This is the PyTorch implementation for the paper
MUVO: A Multimodal World Model with Spatial Representations for Autonomous Driving.
The simplest way to install all required dependencies is to create a conda environment by running
conda env create -f conda_env.yml
Then activate conda environment by
conda activate muvo
or create your own venv and install the requirement by running
pip install -r requirements.txt
Use CARLA to collection data. First install carla refer to its documentation.
Change settings in config/,
then run bash run/data_collect.sh ${PORT}
with ${PORT}
the port to run CARLA (usually 2000
)
The data collection code is modified from
CARLA-Roach and MILE,
some config settings can be referred there.
After collecting the data by CARLA, create voxels data by running data/generate_voxels.py
,
voxel settings can be changed in data_preprocess.yaml
.
After completing the above steps, or otherwise obtaining the dataset,
please change the file structure of the dataset.

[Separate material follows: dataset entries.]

PR #217, opened 2016-01-04
Style replica set list page

bryk:


bryk:

src/app/frontend/replicasetlist/replicasetcard.scss
```diff
@@ -19,34 +19,54 @@
...
-  line-height: 0;
-  margin: inherit;
-  min-height: inherit;
-  min-width: inherit;
-  padding: inherit;
+  display: inline-block;
+  font-weight: $title-font-weight;
   text-decoration: none;
-  text-transform: inherit;
+  width: 100%;
```
floreks: I'm testing the UI and I've noticed that when name is short, clickable space to enter details page is very wide(it's always flexed). It doesn't feel very intuitive when I'm clicking on blank spot and I'm redirected to details page. Either we can make whole card area clickable or adjust card name width. It could be also more noticable that name can be clicked to perform action.

floreks:
Just one style comment. Rest LGTM

maciaszczykm:
It looks a lot better now! Three observations from my side, rest LGTM:

I would consider changing background or placement of `Logs` dropdown button, because now it looks like it's adjustment is not correct. 

It seems, that there is missing space between `Logs` and downwards arrow and I think it would look better with that space. 

The last thing I noticed is placement of right-top corner menu, it seems to be too far from right border, but it seems to be out of the box styling, so I guess it should stay like it's done at the moment.

src/app/frontend/replicasetlist/replicasetcard.scss
bryk: Makes sense. Done. I made only the title clickable.

floreks:
To resolve font size issues it would be good to define more variables. Now there is only 1 `subhead-font-size-base`. For normal text it would be good to have `font-size-base` set to `rem(1.2)` as default font size is 12px. Now fonts in logs menu are set to `.8em` and on replica set card to `12px`.

bryk:
> I would consider changing background or placement of Logs dropdown button, because now it looks like its adjustment is not correct.

Done.

> It seems, that there is missing space between Logs and downwards arrow and I think it would look better with that space.

Done.

> This view has a bit different styling than logs menu, which has bigger font and different colors. Should we use similar styling (with this one as a template - fonts, font colors etc.) for all other views and menus?

I've unified logs menu with this view. Basically, I'm taking what material design scss files have and using them in our code. This is what we should be doing.

bryk:
> To resolve font size issues it would be good to define more variables. Now there is only 1 subhead-font-size-base. For normal text it would be good to have font-size-base set to rem(1.2) as default font size is 12px. Now fonts in logs menu are set to .8em and on replica set card to 12px.

I added more variables.

bryk:
PTAL. I've also styled and unified logs menu

maciaszczykm:
Logs dropdown button looks better now. This time to test I've deployed app with version and version information in the UI is floating and it isn't aligned with anything.

floreks:
I think I've added todo to use common formatting for labels. I can prepare small PR and add filter for labels formatting. What do you think?

bryk:
> This time to test I've deployed app with version and version information in the UI is floating and it isn't aligned with anything. Maybe we can enhance it too?

Screenshot?

maciaszczykm:
@bryk Added screenshot.

bryk:
I see. Labels are not formatted pretty as of now. In next pull request I can format them in so called chips. Like here  . This requires additional work, however.

bryk:
> I think I've added todo to use common formatting for labels. I can prepare small PR and add filter for labels formatting. What do you think?

Yes, this should definitely be done :) But I'd prefer to have it in a separate PR. To make this smaller.

floreks:
Sure. I'll wait for this PR to be merged and I can prepare some filter for this. Chips are looking good so i may use that.

maciaszczykm:
The rest LGTM.

bryk:
@floreks Did you finish your review?

floreks:
Yes. LGTM now.

PR #220, opened 2016-01-05
Fix a bug where logs menu would crash when there were no statuses rep…

bryk:
…orted for containers


bryk:
@floreks Can you review?

floreks:
LGTM

PR #221, opened 2016-01-05
Minor styling updates of replica set details view

maciaszczykm:
Fixed some replica set view-related issues:

- Styled application name and arrow nearby, updated font weights.
- Unified dates (used`short` format).
- Fixed problems with missing stylesheet definitions (for example there was a problem with arrow near `Logs` text).
- Fixed issue with `{<!>` and `<!>}` displaying nearby source in events table - I think they are not neccessary anymore.

### DIFF
--- a/src/app/frontend/replicasetdetail/replicasetdetail.scss
+++ b/src/app/frontend/replicasetdetail/replicasetdetail.scss
@@ -18,7 +18,11 @@ $replicasetdetails-sidebar-bg: #fafafa;
 $replicasetdetails-border: #ddd;
 $replicasetdetails-table-message: #000;
 $replicasetdetails-table-cell: #777;
-$replicasetdetails-warning: #ffa500;
+
+.kd-replicasetdetail-app-name {
+  color: $foreground-2;
+  font-weight: $regular-font-weight;
+}
 
 .kd-replicasetdetail-sidebar {
   background-color: $replicasetdetails-sidebar-bg;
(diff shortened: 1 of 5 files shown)


src/app/frontend/replicasetdetail/replicasetdetail.scss
```diff
@@ -19,6 +19,12 @@ $replicasetdetails-border: #ddd;
 $replicasetdetails-table-message: #000;
 $replicasetdetails-table-cell: #777;
 $replicasetdetails-warning: #ffa500;
+$replicasetdetails-message-font-weight: 400;
```
bryk: This is the same as $title-font-weight. Can you maybe unify this? Perhaps with changing the name of the variable to cover both cases.

src/app/frontend/replicasetdetail/replicasetdetail.scss
```diff
@@ -19,6 +19,12 @@ $replicasetdetails-border: #ddd;
...
+
+.kd-replicasetdetail-app-name {
+  color: $muted;
```
bryk: Please use `$foreground-2`. This is the same as muted. We need to unify those variables.

src/app/frontend/replicasetdetail/replicasetdetail.scss
```diff
@@ -37,13 +43,21 @@ $replicasetdetails-warning: #ffa500;
...
   font-size: 1.7em;
+  font-weight: $title-font-weight;
+  margin-right: 3px;
   vertical-align: middle;
 }
 
 .kd-replicasetdetail-table-message {
+  border-bottom: 1px solid $replicasetdetails-border;
   color: $replicasetdetails-table-message;
+  font-size: 13px;
```
bryk: Can you use $caption-font-size-base?

src/app/frontend/replicasetdetail/replicasetdetail.scss
```diff
@@ -37,13 +43,21 @@ $replicasetdetails-warning: #ffa500;
 }
 
 .kd-replicasetdetail-sidebar-header-icon {
+  color: $muted;
   font-size: 1.7em;
```
bryk: Can you use $subhead-font-size-base? Or any other from https://github.com/angular/material/blob/8ef798f0fe242c555ef7c11fa0abe762fb218a02/src/core/style/variables.scss

bryk:
Looks really nice. A few comments on unifying styles even more.

bryk:
PTAL

maciaszczykm:
PTAL

bryk:
LGTM :)

PR #223, opened 2016-01-05
Added common label formatting (as chips) and unified across the project.

floreks:
This is how it looks:

zrzut ekranu z 2016-01-05 17-29-05

zrzut ekranu z 2016-01-05 17-29-11

I've changed default chips styling to fit application style. I think that similar look can be applied to deploy page labels if needed. Only 1 key/value input row would be left and all added labels would be displayed below as list of chips.

@bryk @maciaszczykm what do you think?

### DIFF
--- a/build/karma.conf.js
+++ b/build/karma.conf.js
@@ -49,7 +49,7 @@ function getFileList() {
  */
 module.exports = function(config) {
   let configuration = {
-    basePath: conf.paths.base,
+    basePath: '.',
 
     files: getFileList(),
 
@@ -109,7 +109,8 @@ module.exports = function(config) {
     // karma-ng-html2js-preprocessor plugin config.
     ngHtml2JsPreprocessor: {
       stripPrefix: `${conf.paths.frontendSrc}/`,
-      moduleName: conf.frontend.moduleName,
+      // Load all template related stuff under ng module as it's loaded with every module.
+      moduleName: 'ng',
     },
   };
 
--- a/src/app/frontend/common/components/labels/labels.scss
+++ b/src/app/frontend/common/components/labels/labels.scss
@@ -12,16 +12,19 @@
 // See the License for the specific language governing permissions and
 // limitations under the License.
 
-import middleEllipsisFilter from './middleellipsis_filter';
-import relativeTimeFilter from './relativetime_filter';
+@import '../../../variables';
 
-/**
- * Module containing common filters for the application.
- */
-export default angular.module(
-                          'kubernetesDashboard.common.filters',
-                          [
-                            'ngMaterial',
-                          ])
-    .filter('middleEllipsis', middleEllipsisFilter)
-    .filter('relativeTime', relativeTimeFilter);
+$label-height: $caption-font-size-base + 6;
+$label-margin: 0 $baseline-grid $baseline-grid 0;
+
+// Style taken(mostly) from angular material md-chip style.
+.kd-labels {
+  background-color: $body;
+  border-radius: $label-height / 2;
+  display: inline-block;
+  font-size: $caption-font-size-base;
+  line-height: $label-height;
+  margin: $label-margin;
+  padding: 0 $baseline-grid;
+  vertical-align: middle;
+}
--- a/src/app/frontend/replicasetdetail/replicasetdetail.scss
+++ b/src/app/frontend/replicasetdetail/replicasetdetail.scss
@@ -18,6 +18,7 @@ $replicasetdetails-sidebar-bg: #fafafa;
 $replicasetdetails-border: #ddd;
 $replicasetdetails-table-message: #000;
 $replicasetdetails-table-cell: #777;
+$replicasetdetails-sidebar-width: 315px;
 
 .kd-replicasetdetail-app-name {
   color: $foreground-2;
@@ -26,7 +27,8 @@ $replicasetdetails-table-cell: #777;
 
 .kd-replicasetdetail-sidebar {
   background-color: $replicasetdetails-sidebar-bg;
-  min-width: 315px;
+  max-width: $replicasetdetails-sidebar-width;
+  min-width: $replicasetdetails-sidebar-width;
 }
 
 .kd-replicasetdetail-table {
@@ -76,7 +78,6 @@ $replicasetdetails-table-cell: #777;
 .kd-replicasetdetail-sidebar-subline {
   color: $muted;
   font-size: $caption-font-size-base;
-  padding-bottom: 8px;
 }
 
 .kd-replicasetdetail-sidebar-icon {
--- a/src/app/frontend/common/components/components_module.js
+++ b/src/app/frontend/common/components/components_module.js
@@ -12,16 +12,14 @@
 // See the License for the specific language governing permissions and
 // limitations under the License.
 
-import middleEllipsisFilter from './middleellipsis_filter';
-import relativeTimeFilter from './relativetime_filter';
+import labelsDirective from './labels/labels_directive';
 
 /**
- * Module containing common filters for the application.
+ * Module containing common components for the application.
  */
 export default angular.module(
-                          'kubernetesDashboard.common.filters',
+                          'kubernetesDashboard.common.components',
                           [
                             'ngMaterial',
                           ])
-    .filter('middleEllipsis', middleEllipsisFilter)
-    .filter('relativeTime', relativeTimeFilter);
+    .directive('kdLabels', labelsDirective);
--- a/src/app/frontend/common/components/labels/labels.html
+++ b/src/app/frontend/common/components/labels/labels.html
@@ -1,0 +1,21 @@
+<!--
+Copyright 2015 Google Inc. All Rights Reserved.
+
+Licensed under the Apache License, Version 2.0 (the "License");
+you may not use this file except in compliance with the License.
+You may obtain a copy of the License at
+
+    http://www.apache.org/licenses/LICENSE-2.0
+
+Unless required by applicable law or agreed to in writing, software
+distributed under the License is distributed on an "AS IS" BASIS,
+WITHOUT WARRANTIES OR CONDITIONS OF ANY KIND, either express or implied.
+See the License for the specific language governing permissions and
+limitations under the License.
+-->
+
+<md-content>
+  <div class="kd-labels" ng-repeat="(key, value) in ::labelsCtrl.labels">
+    {{key}}={{value}}
+  </div>
+</md-content>
--- a/src/app/frontend/common/components/labels/labels_controller.js
+++ b/src/app/frontend/common/components/labels/labels_controller.js
@@ -12,16 +12,16 @@
 // See the License for the specific language governing permissions and
 // limitations under the License.
 
-import middleEllipsisFilter from './middleellipsis_filter';
-import relativeTimeFilter from './relativetime_filter';
-
 /**
- * Module containing common filters for the application.
+ * @final
  */
-export default angular.module(
-                          'kubernetesDashboard.common.filters',
-                          [
-                            'ngMaterial',
-                          ])
-    .filter('middleEllipsis', middleEllipsisFilter)
-    .filter('relativeTime', relativeTimeFilter);
+export default class LabelsController {
+  /**
+   * Constructs labels controller.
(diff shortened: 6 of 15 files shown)


src/app/frontend/common/components/label/label_controller.js
```diff
@@ -0,0 +1,44 @@
...
+/**
+ * @final
+ */
+export default class LabelController {
+  /**
+   * Constructs label controller.
+   * @ngInject
+   */
+  constructor() {
+    /** @export {!Array<Object.<string,string>>} Initialized from the scope and transformed to
```
bryk: No need for the dot: `Object.<`.

floreks: Done

src/app/frontend/common/components/label/label_controller.js
```diff
@@ -0,0 +1,44 @@
...
+    this.labels = this.transformLabels_();
+  }
+
+  /**
+   * Transforms labels object into array of simple key, value label objects. It is required
+   * in order to use md-chips for label display.
+   * @return {!Array<Object.<string,string>>}
+   * @private
+   */
+  transformLabels_() {
```
bryk: I believe you dont need the transformation. In md-chip-template you should have `$chip and $index` variables. Please verify.

bryk: See docs: https://material.angularjs.org/latest/api/directive/mdChips

src/app/frontend/common/components/label/label_directive.js
```diff
@@ -0,0 +1,32 @@
...
+// limitations under the License.
+
+import LabelController from './label_controller';
+
+/**
+ * Returns directive definition for label.
+ *
+ * @return {!angular.Directive}
+ */
+export default function labelDirective() {
```
bryk: Is this **a** label or multiple labels? This should be reflected in the directive name.

src/test/frontend/common/components/label/label_controller_test.js
```diff
@@ -0,0 +1,58 @@
...
+    angular.mock.module(componentsModule.name);
+
+    angular.mock.inject(($controller, $rootScope) => {
+      // This is needed to mock variables initialized from scope with bindToController property.
+      let scope = $rootScope.$new();
+      let scopeData = {
+        labels: labelsMock,
+      };
+
+      ctrl = $controller(LabelController, {$scope: scope}, scopeData);
```
bryk: When you remove the logic from the controller, you can still have this test to verify that DOM tree has keys and values. There is at least one test in the codebase that does something similar. Look for `$compile`.

bryk:
Looks really nice. I've got a few comments on style. PTAL.

src/app/frontend/common/components/label/label_directive.js
floreks: Multiple labels. I'll change.

src/app/frontend/common/components/label/label.scss
```diff
@@ -0,0 +1,32 @@
...
+  > .md-chips {
+    box-shadow: none;
+    padding: inherit;
+  }
+
+  .md-chip {
+    border-radius: 0;
+    font-size: $caption-font-size-base;
+    height: $caption-font-size-base + 6;
+    line-height: $caption-font-size-base + 6;
```
maciaszczykm: This value (`+ 6`) repeats, can we export it to variable?

src/app/frontend/replicasetdetail/replicasetdetail.scss
```diff
@@ -26,6 +26,7 @@ $replicasetdetails-table-cell: #777;
 
 .kd-replicasetdetail-sidebar {
   background-color: $replicasetdetails-sidebar-bg;
+  max-width: 315px;
```
maciaszczykm: Same as before, can we extract new variable (`315 px`)?

src/app/frontend/common/components/label/label_controller.js
floreks: The reason why I'm doing this is because md-chips needs array and what we get from backend is 1 object with lots of properties like `{app: 'name', version: 'v1'}`. I'm transforming object into array and md-chips iterates over this array. 

It's based on this demo:
https://material.angularjs.org/latest/demo/chips

maciaszczykm:
Got only two minor comments regarding stylesheets. LGTM

src/app/frontend/common/components/label/label.scss
floreks: How should it be called because I don't know. This is something like custom margin that we have in oder files without extracting to variable.

src/app/frontend/replicasetdetail/replicasetdetail.scss
floreks: Sure

floreks:
PTAL.

Also what do you think about trying to apply similar look to labels in deploy page.

src/app/frontend/common/components/label/label_controller.js
bryk: How about using static chips, as at the bottom of the demo list: https://material.angularjs.org/latest/demo/chips ?

bryk: The reason I'm pushing this is the fact that this logic is not needed and non trivial. I.e., the controller is initialized with `labels` of type Foo which are then converted to type Bar. Meaning that `labels` are of two types, depending on when you look at them.

bryk:
PTAL

src/app/frontend/common/components/label/label.scss
maciaszczykm: I was thinking about local variable, which will show, that these values are somehow connected (equal). However, it's not mandatory.

maciaszczykm:
LGTM

src/app/frontend/common/components/label/label.scss
floreks: Sure. It can be refactored later when some appropriate name is proposed. Feel free to change it later in some PR. :)

src/app/frontend/common/components/label/label_controller.js
floreks: This was not as easy as I thought. I've had to fix karma `ng-html2js` configuration. It was not working. There were 2 issues:

1. `stripPrefix` path was wrong. It is merged with karma `basePath` and as result it was `../../src/app/frontend/`. I've changed `basePath` to point to current folder as all our `conf.paths` have `basePath` in them.
2. `moduleName` was pointing to non existing variable. It was undefined and not loaded. I've changed it to be loaded with `ng` module so it doesn't have to be mocked manually while writing tests.

Additionally in order to make `md-chips` work without additional label transformation I've had to use workaround. There are issues reported with making `ng-repeat` and `md-chips` work.

https://github.com/angular/material/issues/3482
https://github.com/angular/material/issues/2829

Last thing is that even after fixing karma and compiling directive it didn't show any `md-chip` in html code. It looks like another issue with `md-chips` directive. I've only checked if outer loop works and x `md-chips` tags are rendered.

floreks:
PTAL

bryk:
CC @kenmoore

bryk:
CC Ken, if you have any comments.

src/app/frontend/common/components/label/label_controller.js
floreks: I'm not sure if you have seen this comment because it's hidden. Can you confirm? @bryk

build/karma.conf.js
```diff
@@ -49,7 +49,7 @@ function getFileList() {
  */
 module.exports = function(config) {
   let configuration = {
-    basePath: conf.paths.base,
+    basePath: '.',
```
bryk: Thank you a lot for fixing this!

bryk:
Sorry for long review, but I'm experimenting with look and feel. I've a couple of questions/notes.

The problem I see is that the labels are too prominent and eye-catching. They are, kind of, secondary element of a card, yet they are bold and very visible. So I've attempted to make them less prominent. What I did is I reverted to rounded edges. And changed background to the same body has. Also, changed space between key and value to `=`.

Take a look and tell me what you think. 

selection_007

bryk:
@maciaszczykm @floreks See my previous comment.

src/app/frontend/replicasetdetail/replicasetdetail.scss
```diff
@@ -26,7 +27,8 @@ $replicasetdetails-table-cell: #777;
 
 .kd-replicasetdetail-sidebar {
   background-color: $replicasetdetails-sidebar-bg;
-  min-width: 315px;
+  max-width: $replicasetdetails-sidebar-width;
```
bryk: I believe this caused a bug:
selection_008

floreks: Ops actually I've set `$replicasetdetails-sidebar-width` variable to `315` instead of `315px`.

maciaszczykm:
@bryk I agree, that your proposal should be used. It's true, that bold label names were more visible than different (and more important) parts of view.

floreks:
Makes sense to me. They should not overwhelm user. I'll adjust.

bryk:
I did pre-merge verification of this and found troubling issues. Basically, md-chips is not designed for our use case. It is designed to work on input elements. Static chips work pretty bad, and even the docs say that this component is likely to change.

First thing I noticed is that every md-chips load asynchronously. See that in serve:prod the page does not load in one shot. Instead, the page loads and then chips load after a short while. Please test it out. I did an investigation in chrome and see what's happening:
selection_009
See more at: https://github.com/angular/material/blob/d1b7f79e92beced635190d23c307435aabcde9c5/src/components/chips/js/chipsDirective.js#L316


How about just styling our class to look like chips? In my tests it is actually less code and less CSS than current solution.

The template:
```html
<div ng-repeat="(key, value) in ::labelsCtrl.labels">
  <div class="kd-labels-chip">
    {{key}}={{value}}
  </div>
</div>
```
CSS copied and adjusted from chips. 

What do you think?

floreks:
Definitely. I didn't notice that. Anyway loading chips async does not fit our use case. I agree. Styling this to look as a chip should not be a problem. I'll change this. Thanks for taking a closer look at this.

floreks:
PTAL

src/app/frontend/common/components/labels/labels.scss
```diff
@@ -0,0 +1,31 @@
...
+@import '../../../variables';
+
+$label-height: $caption-font-size-base + 6;
+$label-margin: 0 $baseline-grid $baseline-grid 0;
+
+// Style taken(mostly) from angular material md-chip style.
+.kd-labels {
+  background-color: $body;
+  border-radius: $label-height / 2;
+  color: $muted;
```
bryk: You made the color $muted. How about removing color attribute here and just use default. $muted over $body is very hard to read. Normal over $body is easier to read.

bryk: What do you think?

bryk:
Looks great. I have last comment, I promise :)

src/app/frontend/common/components/labels/labels.scss
floreks: I was thinking about this. Pure black seemed a bit too distracting over the label background. Font color has to be set anyway because it will be overriden by other components if it's not set. Maybe something in the middle like `#444`?

bryk: If you omit color here it would be application default. Which is not full black, but dark grey. 

```css
md-content.md-default-theme, md-content {
    color: rgba(0,0,0,0.87);
}
```

floreks: Yes, but f.e. if I remove color at all from css then on replica set list page it will be black and on replica set details gray, because it inherits from more detailed classes like `kd-replicasetdetail-sidebar-subline`

bryk: I see. Can you take something darker from variables.scss? Or define there a variable for rgba(0,0,0,0.87). Or apply md-content class.

floreks:
I've surrounded it with `md-content` and it inherits color from it now. PTAL

bryk:
Awesome. Thank you. Will merge soon.

PR #227, opened 2016-01-07
Implement replica set card menu with details and delete links

bryk:


bryk:
@maciaszczykm Can you review?

maciaszczykm:
@bryk Sure, I'll do it tommorow morning.

src/app/frontend/replicasetdetail/deletereplicaset_service.js
```diff
@@ -0,0 +1,67 @@
...
+    let resource =
+        getReplicaSetDetailsResource(new StateParams(namespace, replicaSet), this.resource_);
+    let deferred = this.q_.defer();
+
+    this.mdDialog_
+        .show(
+            this.mdDialog_.confirm()
+                .title('Delete Replica Set')
+                .textContent(
+                    'All related pods will be deleted. Are you sure you want to delete this' +
```
maciaszczykm: I would consider adding replica set name to this message, just to confirm, which replica set will be deleted.

src/app/frontend/replicasetdetail/deletereplicaset_service.js
```diff
@@ -0,0 +1,67 @@
...
+
+import {StateParams} from './replicasetdetail_state';
+import {getReplicaSetDetailsResource} from './replicasetdetail_stateconfig';
+
+/**
+ * Opens replica set delete dialog.
+ *
+ * @final
+ */
+export class DeleteReplicaSetService {
```
maciaszczykm: Should it be so specific (service only for delete)? Maybe it could be named `ReplicaSetService` and contain other methods connected to operations on replica set.

maciaszczykm:
Looks and works good. I've left two comments.

src/app/frontend/replicasetdetail/deletereplicaset_service.js
bryk: I think that for now it can be for delete only. Later, when somebody wants to add new functionality to this service, the name can be changed. I think this is a better approach, because with it we do not design for the (unknown) future :) Only for what is now.

src/app/frontend/replicasetdetail/deletereplicaset_service.js
bryk: Makes sense. I've rephrased this sentence. PTAL

bryk:
PTAL

src/app/frontend/replicasetdetail/deletereplicaset_service.js
maciaszczykm: Makes sense to me.

maciaszczykm:
LGTM :)

bryk:
Thank you!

The main branch includes most of the results presented in the paper. In the 2D branch, you can find 2D latent states, perceptual losses, and a new transformer backbone. The data is organized in the following format
/carla_dataset/trainval/
├── train/
│ ├── Town01/
│ │ ├── 0000/
│ │ │ ├── birdview/
│ │ │ │ ├ birdview_000000000.png
│ │ │ │ .
│ │ │ ├── depth_semantic/
│ │ │ │ ├ depth_semantic_000000000.png
│ │ │ │ .
│ │ │ ├── image/
│ │ │ │ ├ image_000000000.png
│ │ │ │ .
│ │ │ ├── points/
│ │ │ │ ├ points_000000000.png
│ │ │ │ .
│ │ │ ├── points_semantic/
│ │ │ │ ├ points_semantic_000000000.png
│ │ │ │ .
│ │ │ ├── routemap/
│ │ │ │ ├ routemap_000000000.png
│ │ │ │ .
│ │ │ ├── voxel/
│ │ │ │ ├ voxel_000000000.png
│ │ │ │ .
│ │ │ └── pd_dataframe.pkl
│ │ ├── 0001/
│ │ ├── 0002/
│ | .
│ | └── 0024/
│ ├── Town03/
│ ├── Town04/
│ .
│ └── Town06/
├── val0/
.
└── val1/
Run
python train.py --conifg-file muvo/configs/your_config.yml
You can use default config file muvo/configs/muvo.yml
, or create your own config file in muvo/configs/
.
In config file(*.yml)
, you can set all the configs listed in muvo/config.py
.
Before training, make sure that the required input/output data as well as the model structure/dimensions are correctly set in muvo/configs/your_config.yml
.
We provide weights for pre-trained models, and each was trained with around 100,000 steps. weights is for a 1D latent space. weights_2D for a 2D latent space. We provide config files for each:
'basic_voxel' in weights_2D is for the basic 2D latent space model, which uses resnet18 as the backbone, without bev mapping for image features, uses range view for point cloud and uses the transformer to fuse features, the corresponding config file is 'test_base_2d.yml';
'mobilevit' weights just change the backbone compared to the 'basic_voxel' weights, the corresponding config file is 'test_mobilevit_2d.yml';
'RV_WOB_TR_1d_Voxel' and 'RV_WOB_TR_1d_no_Voxel' in weights all use basic setting but use 1d latent space, 'test_base_1d.yml' and 'test_base_1d_without_voxel.yml' are corresponding config files.
Run
python prediction.py --config-file muvo/configs/test.yml
The config file is the same as in training.
In file 'muvo/data/dataset.py', class 'DataModule', function 'setup'
, you can change the test dataset/sampler type.
Our code is based on MILE. And thanks to CARLA-Roach for making a gym wrapper around CARLA.